Required action – Please take the lines from the one holding "Likely that means" through the one holding "tags: ['ethereum','uniswap_v2','trades', 'uniswap']" in the data below and copy them exactly.

↓

PR #1244, opened 2022-07-05
Update OP Kwenta DEX Insert

MSilb7:
Updating the Optimism DEX Trades insert for Kwenta to better pick the tokens traded.

Would we be able to wipe and re-insert the Kwenta trades? Some more recent trades are showing sETH for sETH because of multi-hops causing an issue with the prior construction.

Eventually we'd need to figure out some verification that we're picking the synth token contract addresses and not another token with the same symbol (maybe add a 'project name' field to erc20 tokens?)

*For Dune Engine V2*
I've checked that:


jeff-dude:
fyi -- the history was reloaded and we removed 753,159 rows & reloaded 73,663. i'm assuming the large decrease in rows is due to you removing all the multi-hops mentioned above?

if this feels off, feel free to submit another PR with any updates. it was relatively quick to rebuild.

jeff-dude (approved):

PR #1245, opened 2022-07-05
ENS Spells Migration

antonio-mendes:
Height Task: https://dune.height.app/T-13877

*For Dune Engine V2*
I've checked that:


spellbook/models/ens/ens_view_registries.sql
```diff
@@ -0,0 +1,14 @@
+{{config(alias='view_registries')}}
+SELECT 
+  node,
+  label,
+  min(evt_block_time) AS min_evt_block_time, 
+  max(evt_block_time) AS max_evt_block_time, 
+  count(*)
```
soispoke, line 7: This one is a bit weird, but basically it fails because count(*) needs an alias (e.g., count(*) as count_ens_registries)

soispoke (commented):
Everything should work once these changes are made 👍

soispoke (commented):
Finished reviewed + commited the appropriate changes so you can have an example @antonio-mendes

soispoke (commented):
LGTM, but I think we might need to materialize those (querying them takes forever)

spellbook/dbt_project.yml
```diff
@@ -128,5 +131,26 @@ seeds:
             block_time: timestamp
             tx_hash: string
             amount: string
-
+    ens:
+      ethereum:
```
soispoke, line 135: Here, if you had ethereum then you need to make sure the files are under ens/ethereum/filename.csv (they are currently under ens/filename.csv)

soispoke: So you either need to remove ethereum from the dbt_project.yml file or to add a folder in which you place the files

soispoke (approved):

PR #1247, opened 2022-07-05
Uniswap unique trade id + version

dot2dotseurat:
Uniswap trades table was failing on the following error:

`Cannot perform Merge as multiple source rows matched and attempted to modify the same\ntarget row in the Delta table in possibly conflicting ways`

Likely that means the unique_trade_id wasn't completely unique. I've appended the version to the start of each ID to unique-ify it. 

*For Dune Engine V2*
I've checked that:

### DIFF
--- a/spellbook/models/uniswap/ethereum/uniswap_ethereum_schema.yml
+++ b/spellbook/models/uniswap/ethereum/uniswap_ethereum_schema.yml
@@ -72,7 +72,7 @@ models:
       project: uniswap_v2
       contributors: masquot, soispoke
     config:
-      tags: ['ethereum','uniswap_v2','trades']
+      tags: ['ethereum','uniswap_v2','trades', 'uniswap']
     description: >
         Uniswap V2 trades on Ethereum
     columns:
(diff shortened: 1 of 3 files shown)


spellbook/models/uniswap/ethereum/uniswap_ethereum_schema.yml
```diff
@@ -101,7 +101,7 @@ models:
       project: uniswap_v3
       contributors: masquot, soispoke
     config:
-      tags: ['ethereum','uniswap_v3','trades']
+      tags: ['ethereum','uniswap_v3', 'trades', 'uniswap']
```
soispoke, line 104: This just makes me think of something I've found useful for tags, is separating 'uniswap' and 'v3' (but adding uniswap_v3 is fine too)

spellbook/models/uniswap/ethereum/uniswap_v3_ethereum_trades.sql
```diff
@@ -3,7 +3,7 @@
 }}
         
 SELECT
-    tx_hash || '-' || evt_index::string as unique_trade_id,
+    'v3' || '-' || tx_hash || '-' || evt_index::string as unique_trade_id,
```
soispoke, line 6: Feels weird to me that it was the overlap between v2 and v3 that caused duplicates on unique_trade_id

soispoke (commented):
If this really fixes it, LGTM :)

soispoke (approved):

soispoke (commented):
Looks like it didn't fix it, opening a new PR for this

PR #1509, opened 2022-09-05
Enable `ovm1` data UI

chuxinh:
Add `ovm1` to explorer UI

*For Dune Engine V2*
I've checked that:
General checks:

Join logic:

Incremental logic:


chuxinh:
Also would like to know if `airdrop_optimism.address` can also be updated? I think it's referencing the csv file name or instead i can update what the alter table marco is calling? 
We'd like to have it changed to `op_airdrop_1`

soispoke (commented):
Hi @chuxinh, thanks for your submission. It seems like you're are trying to expose tables that don't exist on Dune v2 ?

(if if does exist and I missed it, could you send me the links of where the table are in the spellbook github repo please ? https://github.com/duneanalytics/spellbook)

chuxinh:
> Hi @chuxinh, thanks for your submission. It seems like you're are trying to expose tables that don't exist on Dune v2 ?
> 
> (if if does exist and I missed it, could you send me the links of where the table are in the spellbook github repo please ? https://github.com/duneanalytics/spellbook)

Thanks @soispoke! 
So those `ovm1` data have been loaded as csv as i'm aware of and I don't have any link to them. So it's very similar to what the team has done in this airdrop address list that you did: https://github.com/duneanalytics/spellbook/pull/1420

soispoke:
Oh alright, let me get back to you quickly on these ones then, I think we need to find a better way to have these tables deployed/exposed somehow.

soispoke:
@chuxinh I think one good way to do this would be to turn these .csv files into static tables that can be seen, modified and exposed easily on spellbook. 

A good example of this format is tokens here: https://github.com/duneanalytics/spellbook/blob/main/models/tokens/ethereum/tokens_ethereum_erc20.sql

What do you think ?

chuxinh:
> @chuxinh I think one good way to do this would be to turn these .csv files into static tables that can be seen, modified and exposed easily on spellbook.
> 
> A good example of this format is tokens here: https://github.com/duneanalytics/spellbook/blob/main/models/tokens/ethereum/tokens_ethereum_erc20.sql
> 
> What do you think ?

Thanks for getting back on this! Yea originally Jeff and Antonio helped on this and uploaded as CSVs. 
Is it possible that we can get some help on your side to reorganise the ovm1 existing schema and those tables?

soispoke:
Yes ofc, what would be super useful is to transform those csv files into static SQL tables as I mentioned (in this PR for example), and then I can polish everything up, make sure schemas are right and tables are exposed properly. But since I don't have access to the original files rn, I still need you to reformat/resubmit those files as tables if that's ok?

chuxinh:
> Yes ofc, what would be super useful is to transform those csv files into static SQL tables as I mentioned (in this PR for example), and then I can polish everything up, make sure schemas are right and tables are exposed properly. But since I don't have access to the original files rn, I still need you to reformat/resubmit those files as tables if that's ok?

Thank you!! 
So all the original files are resting here: https://github.com/duneanalytics/spellbook/tree/main/deprecated-dune-v1-abstractions/optimism2/ovm1 
So i guess it's better to have them loaded as `.sql` files as the example you showed. However, i think i also remember Meghan has mentioned about the limitations on github storage (or something similar that i'm not using the right word for). Is that still a concern or I can proceed

soispoke:
Oh thanks for pointing out where the original files are. Ok yeah I remember something like this. Meghan is OOO but how about we try to go through the process for 1 file so you're not spending too much time on this (maybe with the biggest file ?), and if everything goes well we just do the same for all the other ones.

chuxinh:
Right, I will leave this one open for now and create a separate one and see how it goes
Will do that my time tomorrow :D

PR #1512, opened 2022-09-06
Add static cex labels 

soispoke:
This PR is meant to give an example of static labels added to the spellbook repo for CEX on ethereum.

*For Dune Engine V2*
I've checked that:
General checks:

Join logic:

Incremental logic:

### DIFF
--- a/dbt_project.yml
+++ b/dbt_project.yml
@@ -102,6 +102,10 @@ models:
       ethereum:
         +schema: balances_ethereum
         +materialized: view
+  
+    labels:
+      +schema: labels
+      +materialized: view
 
     tokens:
       +schema: tokens
--- a/models/labels/cex/labels_cex_ethereum.sql
+++ b/models/labels/cex/labels_cex_ethereum.sql
@@ -1,0 +1,496 @@
+{{config(alias='cex_ethereum')}}
+
+SELECT blockchain, address, name, category, contributor, source, created_at, updated_at
+FROM (VALUES
+    -- Binance, Source: https://etherscan.io/accounts/label/binance
+    (array('ethereum'),'0x3f5ce5fbfe3e9af3971dd833d26ba9b5c936f0be', 'Binance 1', 'cex', 'hildobby', 'static', timestamp('2022-08-28'), now())
+    , (array('ethereum'), '0xd551234ae421e3bcba99a0da6d736074f22192ff', 'Binance 2', 'cex', 'hildobby', 'static', timestamp('2022-08-28'), now())
+    , (array('ethereum'), '0x564286362092d8e7936f0549571a803b203aaced', 'Binance 3', 'cex', 'hildobby', 'static', timestamp('2022-08-28'), now())
+    , (array('ethereum'), '0x0681d8db095565fe8a346fa0277bffde9c0edbbf', 'Binance 4', 'cex', 'hildobby', 'static', timestamp('2022-08-28'), now())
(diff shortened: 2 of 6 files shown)


models/labels/cex/labels_cex_ethereum.sql
```diff
@@ -0,0 +1,496 @@
+{{config(alias='cex_ethereum')}}
+
+SELECT blockchain, address, name, category, contributor, source, created_at, updated_at
+FROM (VALUES
+    -- Binance, Source: https://etherscan.io/accounts/label/binance
+    (array('ethereum'),'0x3f5ce5fbfe3e9af3971dd833d26ba9b5c936f0be', 'Binance 1', 'cex', 'hildobby', 'static', timestamp('2022-08-28'), now())
```
aalan3, line 6: shouldn't `updated_at` be the same as `created_at`

dbt_project.yml
```diff
@@ -102,6 +102,10 @@ models:
       ethereum:
         +schema: balances_ethereum
         +materialized: view
+  
+    labels:
+      +schema: labels
+      +materialized: view
```
jeff-dude, line 108: if you leave out the subdirectories (i.e. ethereum) here, will all schemas in the 'labels' directory default to 'labels'?

models/labels/cex/labels_cex_ethereum.sql
jeff-dude: i could see it either way, but if they're the same, then we should just have ```updated_at``` only and leave out ```created_at```

jeff-dude, line 6: if this model is specific to ethereum, do we need to allow an array value for ```blockchain``` since it'll always be ethereum to match the model?

models/labels/labels_all.sql
```diff
@@ -0,0 +1,8 @@
+{{ config(
+    alias = 'all',
+    materialized = 'table',
+    file_format = 'delta')
+}}
+
+-- Static Labels
+SELECT * FROM {{ ref('labels_cex') }}
```
jeff-dude, line 8: what are the future use cases of adding labels here, will they have the same columns and be able to just ```select *``` union?

models/labels/cex/labels_cex_ethereum.sql
jeff-dude: just noticed #1513 which i think clarifies my question here. while this PR may not use it, others will in the other PR, then later combined into one object

models/labels/labels_all.sql
jeff-dude: i think #1513 may answer this as well, looks like you'll always conform to that standard

models/labels/cex/labels_cex_ethereum.sql
soispoke: The idea here is to have created_at reflect the moment at which contributors create the query/static labels for the first time, while updated_at reflects the last date at which the table was updated/rebuilt

soispoke: Yes exactly, for some more examples you can look at # 1474 as well :)

models/labels/labels_all.sql
soispoke: yes, that's also right 👍

soispoke (commented):
Yes that's right 👍

soispoke (commented):
thanks @aalan3 and @jeff-dude for taking the time to review this

jeff-dude (approved):
i think i'm good with this 👍

soispoke:
thanks @jeff-dude !

PR #1516, opened 2022-09-06
Test add optimism airdrop addresses 

soispoke:

*For Dune Engine V2*
I've checked that:
General checks:

Join logic:

Incremental logic:

### DIFF
--- a/dbt_project.yml
+++ b/dbt_project.yml
@@ -28,6 +28,12 @@ models:
     ens:
       +schema: ens
       +materialized: view
+    airdrop:
+      +schema: airdrop
+      +materialized: view
+      optimism:
+        +schema: airdrop_optimism
+        +materialized: view
     dex:
       +schema: dex
       +materialized: view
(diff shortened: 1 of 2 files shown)


dbt_project.yml
```diff
@@ -28,6 +28,12 @@ models:
     ens:
       +schema: ens
       +materialized: view
+    airdrop:
+      +schema: airdrop
+      +materialized: view
```
aalan3, line 33: This and below should be `table`?

aalan3 (approved):
One question otherwise lgtm

dbt_project.yml
soispoke: @aalan3 oh right, I just enforced it directly in the model but you're right, it's safer to have it by default here too

soispoke: all good now

soispoke:
@chuxinh @MSilb7 In this PR, I experimented with the airdrop optimism addresses table to improve submissions of big/static tables into V2. It turns out materializing it as tables and following the format I used here works well. @chuxinh could you use the same format for the other tables you wanted to add here #1509 ? @MSilb7 Can you check and lmk if I can delete the old airdrop table and keep this one instead ?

↑

Task result –
Likely that means the unique_trade_id wasn't completely unique. I've appended the version to the start of each ID to unique-ify it. 

*For Dune Engine V2*
I've checked that:

### DIFF
--- a/spellbook/models/uniswap/ethereum/uniswap_ethereum_schema.yml
+++ b/spellbook/models/uniswap/ethereum/uniswap_ethereum_schema.yml
@@ -72,7 +72,7 @@ models:
       project: uniswap_v2
       contributors: masquot, soispoke
     config:
-      tags: ['ethereum','uniswap_v2','trades']
+      tags: ['ethereum','uniswap_v2','trades', 'uniswap']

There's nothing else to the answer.